Description of the task.
Return, from the data that follows, each line that holds the word "PodSpec".

The records.
PR #4125, opened 2022-08-18
 1.fix delete pod terminating sometimes. 2.fix  update pod status timeout. 3.fix pod condition remain ready false when node status changes from offline to online

wackxu:
**What type of PR is this?**

/kind bug

Fixes  https://github.com/kubeedge/kubeedge/issues/4172

The E2E test is failed sometimes, after debug on the master, serveral problem should be fixed.

1.  When a pod is quickly create and delete when specify nodeName, the pod can not be deleted and will always be terminating,   It also happens when the node is offline, and we create and delete the pod specify nodeName to it. In this case the statu manager does not add the pod to its podStatuses, so the batch sync will not process the pod and the pod will be unhandled. so update the batch sync of status manager to the old version code(batch sync from pod manager)

2. Pod status update timeout when the pod is deleted forced or err, so add response for this situation

3、when node disconnect from cloudcore and the pod condition type ready will be updated by kube-controller and become to fasle, 
```
  conditions:
  - lastProbeTime: null
    lastTransitionTime: "2022-09-09T07:47:31Z"
    status: "True"
    type: Initialized
  - lastProbeTime: null
    lastTransitionTime: "2022-09-09T08:31:53Z"
    status: "False"
    type: Ready
  - lastProbeTime: null
    lastTransitionTime: null
    status: "True"
    type: PodScheduled
```

after the node online, the pod condition ready remains false and never becomes to true.

when pod status is inconsistent between apiserver and edgecore,edgecoreshould forcibly send an update to reconcile the inconsistence, because edgecore should be the source of truth of pod status. So we add needsReconcile back to the status manager. 

```release-note

```


gy95 (approved):

kevin-wangzefeng:
please update the PR title

edge/pkg/metamanager/process.go
```diff
@@ -95,17 +95,6 @@ func msgDebugInfo(message *model.Message) string {
 	return fmt.Sprintf("msgID[%s] resource[%s]", message.GetID(), message.GetResource())
 }
 
-func resourceUnchanged(resType string, resKey string, content []byte) bool {
-	if resType == model.ResourceTypePodStatus {
-		dbRecord, err := dao.QueryMeta("key", resKey)
-		if err == nil && len(*dbRecord) > 0 && string(content) == (*dbRecord)[0] {
```
wackxu, line 101: for now, the pod status is updated when we detect changes between cache and apiserver, so the upstream podstatus message is infrequently，when we receive the update message, we must send it to the cloud.

gy95: the pr contains 3 bug fixes? the title description misses the first commit info

wackxu: done

fisherxu (commented):
/lgtm
/approve

RyanZhaoXB:
> I have cherry pick @RyanZhaoXB commit to fix the failed device e2e and the e2e is green now, cc @fisherxu @gy95 @vincentgoat @Shelley-BaoYue PTAL

OK. i will close https://github.com/kubeedge/kubeedge/pull/4213

PR #4138, opened 2022-08-26
When '--dry-run' flag used, print k8s resource of Cloudcore

WillardHu:
…minifest of Cloudcore

**What type of PR is this?**
/kind bug

When 'init' command use the '--dry-run' flag, keadm did not print k8s resource on the stdout, but usage is 'Print the generated k8s resources on the stdout, not actual excute. Always use in debug mode'

Fixes #

```release-note

```


zhu733756:
I think this fix cannot meet your requirement, the installation is already down by the above codes. But we support keadm beta manifest generate cmd, does it meet your requirement?

WillardHu:
> I think this fix cannot meet your requirement, the installation is already down by the above codes. But we support keadm beta manifest generate cmd, does it meet your requirement?

thanks, this will solve my problem

PR #4140, opened 2022-08-26
fix the definition of tolerations in helm values.yaml

WillardHu:

**What type of PR is this?**
/kind bug

io.k8s.api.core.v1.PodSpec.tolerations is an array type, use '--set cloudCore.tolerations[0].xxx' to set values, cause 'init' command to return an error message: "execute keadm command failed:  cannot build renderer: failed parsing --set data:unable to parse key: interface conversion: interface {} is map[string]interface {}, not []interface {}"

Fixes #

```release-note

```

### DIFF
--- a/docs/proposals/refactor-keadm-on-the-cloud.md
+++ b/docs/proposals/refactor-keadm-on-the-cloud.md
@@ -49,7 +49,7 @@ spec:
           - matchExpressions:
           - key: node-role.kubernetes.io/edge
               operator: DoesNotExist
-    tolerations: {}
+    tolerations: []
     nodeSelector: {}
     resources:
       limits:
@@ -110,7 +110,7 @@ spec:
             - matchExpressions:
               - key: node-role.kubernetes.io/edge
                   operator: DoesNotExist
-    tolerations: {}
+    tolerations: []
     nodeSelector: {}
     resources:
       limits:
--- a/manifests/charts/cloudcore/values.yaml
+++ b/manifests/charts/cloudcore/values.yaml
@@ -24,7 +24,7 @@ cloudCore:
         - matchExpressions:
           - key: node-role.kubernetes.io/edge
             operator: DoesNotExist
-  tolerations: {}
+  tolerations: []
   nodeSelector: {}
   resources:
     limits:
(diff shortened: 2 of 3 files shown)


fisherxu:
cc @zhu733756

zhu733756:
> cc @zhu733756

Thanks！ If you want to make it an array, not an object, pls also fix the related codes like https://github.com/kubeedge/kubeedge/blob/master/manifests/charts/cloudcore/templates/deployment_cloudcore.yaml#L35

WillardHu:
> > cc @zhu733756
> 
> Thanks！ If you want to make it an array, not an object, pls also fix the related codes like https://github.com/kubeedge/kubeedge/blob/master/manifests/charts/cloudcore/templates/deployment_cloudcore.yaml#L35

Before the modification, when using the 'init' command with the '--set=cloudCore.tolerations.xxx' flag, command returns error message: 'invalid type for io.k8s.api.core.v1.PodSpec.tolerations: got "map", expected "array"', but with the flag is '--set=cloudCore.tolerations[0].xxx', command returns error message:  'interface {} is map[string]interface {}, not []interface {}.'

The io.k8s.api.core.v1.PodSpec.tolerations is an array type. We don't need to modify the defined in the deployment, we just to modify the 'values.yaml' to make it work.

fisherxu (commented):
/approve
cc @zhu733756  plz take the final review

zhu733756:
/lgtm
Yes, you are right @WillardHu ， I think of range syntax with array

docs/proposals/refactor-keadm-on-the-cloud.md
```diff
@@ -49,7 +49,7 @@ spec:
           - matchExpressions:
           - key: node-role.kubernetes.io/edge
               operator: DoesNotExist
-    tolerations: {}
+    tolerations: []
     nodeSelector: {}
```
gy95, line 53: @zhu733756   one question, here nodeSelector is an object, how to specify its value in the command line during keadm installation. :)

zhu733756: Can you try this? 

image

gy95: yes, it works, thanks :)

PR #4141, opened 2022-08-26
fix force delete pod when node is offline

wackxu:

**What type of PR is this?**

/kind bug

Fixes # 

when node is offline and we force delete the pod in the node, and then the edge node is online,
the deleted pod container is always in the edge node unless we restart the edgecore.

```
	// When the edge node is offline and the pod in the node is deleted forcefully,
	// and then we make the node online, We do not have the pod full information
	// because the pod is deleted from the kube apiServer, then the syncController
	// will send a message with the pod name, namespace and UID, so we can not filter
	// pod according to the node name, if the pod exist in the podManager, it indicates
	// that the pod is belong to this edge node, so we can delete pod from the edged,
	// otherwise the pod is not belong to the node, we just return.
```

The releate E2E will be added in anoter pr

```release-note

```

### DIFF
--- a/edge/pkg/edged/edged.go
+++ b/edge/pkg/edged/edged.go
@@ -1320,16 +1320,26 @@ func (e *edged) handlePod(op string, content []byte) (err error) {
 		return err
 	}
 
+	// When the edge node is offline and the pod in the node is deleted forcefully,
+	// and then we make the node online, We do not have the pod full information
+	// because the pod is deleted from the kube apiServer, then the syncController
+	// will send a message with the pod name, namespace and UID, so we can not filter
+	// pod according to the node name, if the pod exist in the podManager, it indicates
+	// that the pod is belong to this edge node, so we can delete pod from the edged,
+	// otherwise the pod is not belong to the node, we just return.
+	if op == model.DeleteOperation {
+		if delPod, ok := e.podManager.GetPodByUID(pod.UID); ok {
+			e.deletePod(delPod)
+		}
+		return nil
+	}
+
 	if filterPodByNodeName(&pod, e.nodeName) {
 		switch op {
 		case model.InsertOperation:
 			e.addPod(&pod)
 		case model.UpdateOperation:
 			e.updatePod(&pod)
-		case model.DeleteOperation:
-			if delPod, ok := e.podManager.GetPodByUID(pod.UID); ok {
-				e.deletePod(delPod)
-			}
 		}
 	}
 


edge/pkg/edged/edged.go
```diff
@@ -1310,16 +1310,26 @@ func (e *edged) handlePod(op string, content []byte) (err error) {
...
+	// that the pod is belong to this edge node, so we can delete pod from the edged,
+	// otherwise the pod is not belong to the node, we just return.
+	if op == model.DeleteOperation {
+		if delPod, ok := e.podManager.GetPodByName(pod.Namespace, pod.Name); ok {
+			e.deletePod(delPod)
+		}
+		return nil
+	}
+
 	if filterPodByNodeName(&pod, e.nodeName) {
```
gy95, line 1327: you mean in this circumstance, here pod doesn't contain node info, so will not trigger a delete operation?

wackxu: yes, in this case, 
```
	if apierrors.IsNotFound(err) {
		// trigger the delete event
		klog.V(4).Infof("%s: %s has been deleted in K8s, send the delete event to edge in sync loop", resourceType, sync.Spec.ObjectName)
		newObject := &unstructured.Unstructured{}
		if msg := buildEdgeControllerMessage(nodeName, sync.Namespace, resourceType, sync.Spec.ObjectName, model.DeleteOperation, newObject); msg != nil {
		} else {
			if err := sctl.crdclient.ReliablesyncsV1alpha1().ObjectSyncs(sync.Namespace).Delete(context.Background(), sync.Name, *metav1.NewDeleteOptions(0)); err != nil {
				klog.Errorf("Failed to delete objectsync %s: %v", sync.Name, err)
			}
		}
		return
	}
```

wackxu:
Steps to reproduce the problem

1、create pod in the edge node and wait the pod is running
2、Simulation node is offline, we can use `chaosmesh` or iptables
3、when the node is offline, force delete the pod
`kubectl delete pod xx --force --grace-period=0`
4、make the node online
5、check the container of the pod is running and is not deleted.

edge/pkg/edged/edged.go
wackxu: for most case we can get the node info from the pod

Shelley-BaoYue:
In other normal deletion scenarios，will this modification cause some problem？

wackxu:
> the pod is not belong to the node, we just return.

No, if the pod is belong to this node, we could find it from the pod manager, and the pod will be deleted from edged.

If  the pod is not belong to the node,  we could not find the info from the pod manager, so the delete message will not be processed and return directlly.

edge/pkg/edged/edged.go
gy95: /lgtm

fisherxu (commented):
/lgtm
And if setting the nodename for pod in synccontroller, the issue can also be fixed? :) If fixed in edged, do the new kubelet still need this fixing?

Shelley-BaoYue:
> /lgtm And if setting the nodename for pod in synccontroller, the issue can also be fixed? :) If fixed in edged, do the new kubelet still need this fixing?

The new Kubelet also needs. I will rebase and add this fixing.

wackxu:
> /lgtm And if setting the nodename for pod in synccontroller, the issue can also be fixed? :) If fixed in edged, do the new kubelet still need this fixing?

Set nodeName in the synccontroller can also solve the problem. but we need to sense whether the  kind is a pod or not, and then set the name of the node

fisherxu:
PR need rebase :)

wackxu:
> PR need rebase :)

done

fisherxu (commented):
/lgtm
/approve

fisherxu:
Please cherry-pick the PR to release1.9~1.11 :)

PR #4149, opened 2022-08-30
simplify unnecessary groupMap

Congrool:
**What type of PR is this?**

/kind cleanup

No code will use the key of groupMap now, we can simplify it to groupList. Additionally, we can avoid to pubConnectInfo twice to metaGroup when detecting the re-connection between cloud and edge.

Fixes #

```release-note

```

### DIFF
--- a/edge/pkg/edgehub/process.go
+++ b/edge/pkg/edgehub/process.go
@@ -17,11 +17,10 @@ import (
 	"github.com/kubeedge/kubeedge/edge/pkg/edgehub/config"
 )
 
-var groupMap = map[string]string{
-	"resource": modules.MetaGroup,
-	"twin":     modules.TwinGroup,
-	"func":     modules.MetaGroup,
-	"user":     modules.BusGroup,
+var groupList = []string{
+	modules.MetaGroup,
+	modules.TwinGroup,
+	modules.BusGroup,
 }
 
 var (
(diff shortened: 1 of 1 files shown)


edge/pkg/edgehub/process.go
```diff
@@ -17,11 +17,10 @@ import (
 	"github.com/kubeedge/kubeedge/edge/pkg/edgehub/config"
 )
 
-var groupMap = map[string]string{
-	"resource": modules.MetaGroup,
-	"twin":     modules.TwinGroup,
-	"func":     modules.MetaGroup,
```
gy95, line 23: it seems that group `func` is never used, can be deleted directly? 
cc @wackxu

Congrool:
BTW, it seems that EventBus and SeriviceBus do not care about connection state and never handle `messagepkg.ResourceTypeNodeConnectio`. So can we just send it to twin group and meta group?

edge/pkg/edgehub/process.go
wackxu: yes, we can delete it since we do not have edge function

Congrool:
friendly ping @gy95 , PTAL

gy95:
cc @vincentgoat  PTAL

vincentgoat:
> BTW, it seems that EventBus and SeriviceBus do not care about connection state and never handle msg of type `messagepkg.ResourceTypeNodeConnection`. So can we just send it to twin group and meta group?

agree.
/lgtm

Solution for this problem.
io.k8s.api.core.v1.PodSpec.tolerations is an array type, use '--set cloudCore.tolerations[0].xxx' to set values, cause 'init' command to return an error message: "execute keadm command failed:  cannot build renderer: failed parsing --set data:unable to parse key: interface conversion: interface {} is map[string]interface {}, not []interface {}"
Before the modification, when using the 'init' command with the '--set=cloudCore.tolerations.xxx' flag, command returns error message: 'invalid type for io.k8s.api.core.v1.PodSpec.tolerations: got "map", expected "array"', but with the flag is '--set=cloudCore.tolerations[0].xxx', command returns error message:  'interface {} is map[string]interface {}, not []interface {}.'
The io.k8s.api.core.v1.PodSpec.tolerations is an array type. We don't need to modify the defined in the deployment, we just to modify the 'values.yaml' to make it work.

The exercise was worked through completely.